図2Aに示すように、節と、節の近傍部分(節の端から1cmまでの部分)では有意にIL-9 mRNA発現抑制活性が認められた。また、IL-9 mRNA発現抑制活性が認められた節と、節の近傍部分(節の端から1cmまでの部分)の抽出物について濃度を変えて同様に試験を行ったところ、濃度依存的に抑制活性が増加したが、抑制活性が認められなかった節から1〜2cmの可食部では濃度を上げても抑制活性が認められなかった(
図2B)。
【0048】
(実施例3)レンコン抽出物の鼻過敏症症状の抑制作用の評価
1.試験方法
(1) レンコン抽出物の粉末の調製
徳島県で採取された備中種のレンコン節部(本実施例では節を使用)40gに蒸留水500 mlを加え30分間煮た。この煮汁を50 ml遠心管に分注し、3000gで10分間遠心分離を行った。この遠心処理後の上清をろ過し、ろ液を凍結乾燥により粉末化してレンコン抽出物の粉末を調製し、この一部について実施例1と同様にIL-9 mRNA発現抑制作用試験(50%発現阻害濃度の確認試験)に用いた。
【0049】
(2) TDI感作鼻過敏症モデルラット試験
(2-1) TDIによるラット感作
(1)で調製したレンコン節部抽出物の抗アレルギー作用についてTDI感作鼻過敏症モデルラットを用いて評価した。
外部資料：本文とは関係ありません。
Issue #51, opened 2025-07-08
Back button doesn't work properly


kouloumos:
**Problem**
When navigating to a meeting page and then pressing the browser’s back button, the user is redirected to the homepage (`/`) instead of the expected city page (`/chania`).

https://github.com/user-attachments/assets/1983b3a0-ff3a-42aa-8339-33e2265758af

[iPhone 16 Pro using Google Chrome]

**Steps to Reproduce**

1. Visit [https://opencouncil.gr/](https://opencouncil.gr).
2. Click on **Χανιά**.
3. Select any meeting and wait for the page to fully load.
4. Press the browser's back button.

**Expected Behavior**
User should be taken back to `/chania`.

**Actual Behavior**
User is taken back to `/`.

kouloumos:
fixed by 5dc1033d09aad7f8800c833c6930ebc2232b1a0c

PR #422, opened 2026-06-04
feat(navigation): surface subject context and add accessible back/home affordance

### LINKED ISSUE #405: Subject & search pages: breadcrumb is the only context/back affordance and it's under-discovered
The breadcrumb in `src/components/layout/Header.tsx` quietly carries too much weight. On a subject page it's the **only** place that shows which council/meeting the subject belongs to, so users miss that context entirely. It's also the only way "back" — one user didn't realize this and clicked the logo to escape. And on the search page there's no obvious "home" affordance, so a user resorted to editing the URL by hand.

Proposal: surface the subject's context (council/meeting) on the page itself rather than relying solely on the breadcrumb, and add a clear, accessible back/home affordance on subject and search pages.

Related (both closed): #51 (back-button redirected to `/`), #293 (WCAG audit).

angelospk:
Closes #405

The header breadcrumb was doing too much. On a subject page it was the only thing telling you which meeting/council the subject belonged to, and the only way back, and people missed both. One user clicked the logo to get out because they never realized the breadcrumb was clickable. On the search page there was no home link at all, so a user ended up hand-editing the URL to escape.

This puts the subject's context (meeting + council) on the page body itself and adds a back/home link on the subject and search pages. The breadcrumb works exactly as before.

Back navigation is a real `<Link>` to the meeting page, not `history.back()`, so it can't fall back to `/` the way the old behavior did in #51, and it still works when the page is opened cold with no history. The links carry `aria-label`s and visible keyboard focus rings, which covers the WCAG points from #293.

## Changes
- `src/components/meetings/subject/subject.tsx` — read `city` alongside `meeting` from the existing `useCouncilMeetingData()` context (no refetch), then render a context `<nav>` at the top of the content column: a back link (arrow + meeting name) to `/<cityId>/<meetingId>`, the city name linking to `/<cityId>`, and the meeting date.
- `src/components/search/SearchPage.tsx` — add a keyboard-focusable back-to-home `<Link href="/">` at the top of the page.
- `messages/el.json`, `messages/en.json` — add `Subject.backToMeeting`, `Subject.backToMeetingNamed`, `Subject.partOf`, and `Common.backToHome` for both locales.

## Testing
- `npx tsc --noEmit` is clean.
- Ran the QA manually in a browser, both locales: the context row shows up on the page body, the back link lands on the meeting page and not `/`, the search home link works, keyboard focus and screen-reader labels behave, and the breadcrumb is untouched.

## Notes
- This is additive UI. The breadcrumb behavior doesn't change. The on-page context is deliberate redundancy for discoverability, kept light so it doesn't fight the breadcrumb.
- `meeting` and `city` are always there in the server-fetched `MeetingData`, and the component already `notFound()`s when the subject is missing, so there's no `/undefined/undefined` link to worry about.
- The other search-page strings are still hard-coded Greek (they were before); only the new home-link string goes through next-intl. Rewriting the rest is out of scope.
- Related closed issues: #51 (back must not redirect to `/`), #293 (WCAG audit).

<h3>Greptile Summary</h3>

This PR surfaces subject context (meeting name + city + date) directly on the subject page body and adds back/home links on the subject and search pages to address discoverability issues where users missed the header breadcrumb or had no obvious escape path.

- `subject.tsx`: reads `city` from the existing context (no extra fetch) and renders a `<nav>` with a back link to the meeting page, a city link, and the meeting date — `formatDate` correctly passes `locale` as the third argument.
- `SearchPage.tsx`: adds a `Link href=\"/\"` home affordance using the i18n-aware router; translation key correctly targets the `Common` namespace.
- `messages/en.json` + `messages/el.json`: adds `Common.backToHome` and `Subject.backToMeetingNamed` / `Subject.partOf` for both locales.

Purely additive UI — no existing behavior is modified, data comes from already-fetched context, and all navigation targets use real Link components with typed hrefs.

Both `meeting` and `city` are non-nullable in `MeetingDataCore`, the component already guards against a missing subject with `notFound()`, and the locale is correctly threaded through to `formatDate`. The translation keys are consistently named across both locale files and match exactly what the components consume.

| Filename | Overview |
|----------|----------|
| src/components/meetings/subject/subject.tsx | Adds an on-page context nav (back link + city link + meeting date) using already-available meeting/city data from context; locale is correctly passed to formatDate. |
| src/components/search/SearchPage.tsx | Adds a home affordance link at the top using the i18n-aware Link component; translation key correctly maps to the Common namespace. |
| messages/en.json | Adds backToHome to Common and backToMeetingNamed/partOf to Subject — keys match exactly what the components consume. |
| messages/el.json | Greek translations added for the same three keys, consistent with the English counterparts. |

</details>

<sub>Reviews (3): Last reviewed commit: ["chore(i18n): drop unused Subject.backToM..."](https://github.com/schemalabz/opencouncil/commit/8271ef4cda02c388fd039213a0a844216dc99f1b) | [Re-trigger Greptile](https://app.greptile.com/api/retrigger?id=35662721)</sub>

### DIFF
--- a/messages/el.json
+++ b/messages/el.json
@@ -16,7 +16,8 @@
         "adminBodyType_committee": "Επιτροπές",
         "adminBodyType_community": "Κοινότητες",
         "allPeople": "Όλα",
-        "allBodies": "Όλες"
+        "allBodies": "Όλες",
+        "backToHome": "Πίσω στην αρχική σελίδα"
     },
     "MeetingCard": {
         "noVideo": "Χωρίς μέσα",
@@ -778,6 +779,9 @@
     },
     "Subject": {
         "agendaItem": "Θέμα #{index}",
+        "backToMeeting": "Πίσω στη συνεδρίαση",
+        "backToMeetingNamed": "Πίσω στη συνεδρίαση: {meeting}",
+        "partOf": "Μέρος της συνεδρίασης",
         "parties": "Παρατάξεις",
         "minutes": "λεπτά",
         "speakers": "{count, plural, =1 {1 ομιλητής} other {# ομιλητές}}",
--- a/messages/el.json
+++ b/messages/el.json
@@ -779,7 +779,6 @@
     },
     "Subject": {
         "agendaItem": "Θέμα #{index}",
-        "backToMeeting": "Πίσω στη συνεδρίαση",
         "backToMeetingNamed": "Πίσω στη συνεδρίαση: {meeting}",
         "partOf": "Μέρος της συνεδρίασης",
         "parties": "Παρατάξεις",
--- a/messages/en.json
+++ b/messages/en.json
@@ -16,7 +16,8 @@
         "adminBodyType_committee": "Committees",
         "adminBodyType_community": "Communities",
         "allPeople": "All",
-        "allBodies": "All"
+        "allBodies": "All",
+        "backToHome": "Back to home"
     },
     "PilotPage": {
         "title": "OpenCouncil is running a pilot with some of the latest city council meetings of the Municipality of Athens.",
@@ -799,6 +800,9 @@
     },
     "Subject": {
         "agendaItem": "Subject #{index}",
+        "backToMeeting": "Back to meeting",
+        "backToMeetingNamed": "Back to meeting: {meeting}",
+        "partOf": "Part of the meeting",
         "parties": "Parties",
         "minutes": "minutes",
         "speakers": "{count, plural, =1 {1 speaker} other {# speakers}}",
--- a/messages/en.json
+++ b/messages/en.json
@@ -800,7 +800,6 @@
     },
     "Subject": {
         "agendaItem": "Subject #{index}",
-        "backToMeeting": "Back to meeting",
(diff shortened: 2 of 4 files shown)


angelospk:
Both Greptile P2s are fixed in 445e1959.

1. Locale-aware date: the on-page subject date called `formatDate` without the active locale, so English-locale users got a Greek-formatted date. I actually hit this during the manual QA, where the `/en` subject page showed "26 Φεβρουαρίου 2026". It now passes the `useLocale()` value.

2. Redundant aria-label: the search home link had an `aria-label` that just repeated its visible span text. The accessible name already comes from the inner text, so the `aria-label` added nothing and could drift out of sync with the translation. Removed it.

tsc and eslint are clean. Re-review is back to 5/5 with both threads resolved.

angelospk:
Dropped the unused `Subject.backToMeeting` key from both `en.json` and `el.json` in 8271ef4c. Only `backToMeetingNamed` is actually used (the back-link aria-label), so the bare string was dead weight.

VasiaKoum (approved):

6週齢Brown-Norway系雄性ラット(200 g、SLC, Hamamatsu, Japan)を使用した。動物は22±1℃の室温で12時間毎の昼夜サイクルで飼育した。TDI(トルエン2,4-ジイソシアン酸)によるラットの感作は、Kitamuraらの方法(Acta Otolaryngol. 2004, 124, 1053-1058)の変法を用いた。すなわち、Brown- Norway系雄性ラットの両側鼻前庭に極細耳鼻用綿棒を用い、10μlの10% TDI-酢酸エチル溶液を連日5日間×2回塗布した(TDI感作)。その後1週間無処置期間をおいた上で10% TDI溶液の鼻前庭塗布にて発作を誘発した。
図3にTDI感作鼻過敏症モデルラットの作成スケジュールを示す。
【0050】
また、症状の観察及び試験結果の比較のため、上記のTDIによる感作と発作誘発と同スケジュールで、TDIに代えて酢酸エチル溶液を塗布した試験区を陰性対照とした。また、上記のTDIによる感作と発作誘発を行うが、薬剤を投与しない試験区を陽性対照とした。TDI感作鼻過敏症モデルラットには、その作製過程の間に、薬剤として、エピナスチン(エピナスチン塩酸塩、シグマ社製)24 mg/kg、レンコン節部抽出物40 mg/kg、またはエピナスチン24 mg/kgとレンコン節部抽出物40 mg/kgを、1日1回、3週間連続で経口投与した。
【0051】
(2-2) 鼻過敏症のアレルギー症状評価方法
鼻過敏症のアレルギー症状として、「水溶性鼻漏」、「鼻の腫れ及び発赤」については下記表4に示す指標により評価しスコア化した。
【0052】
【表4】
【0053】
2.試験結果
図4にレンコン節部抽出物のIL-9 mRNA発現抑制作用試験の結果を示した。レンコン節部抽出物のIL-9 mRNA発現抑制作用の50%発現阻害濃度は27.4μg/mlであった。また、
図5に同レンコン節部抽出物の鼻過敏症のアレルギー症状の評価結果を示す。
図5に示されるように、レンコン節部抽出物は、抗アレルギー薬として使用されているエピナスチンと混合して併用投与すると、有意に鼻過敏症モデルラットの鼻症状(水溶性鼻漏、鼻の腫れ及び発赤)を抑制し、非常に強い相乗効果があることが確認された。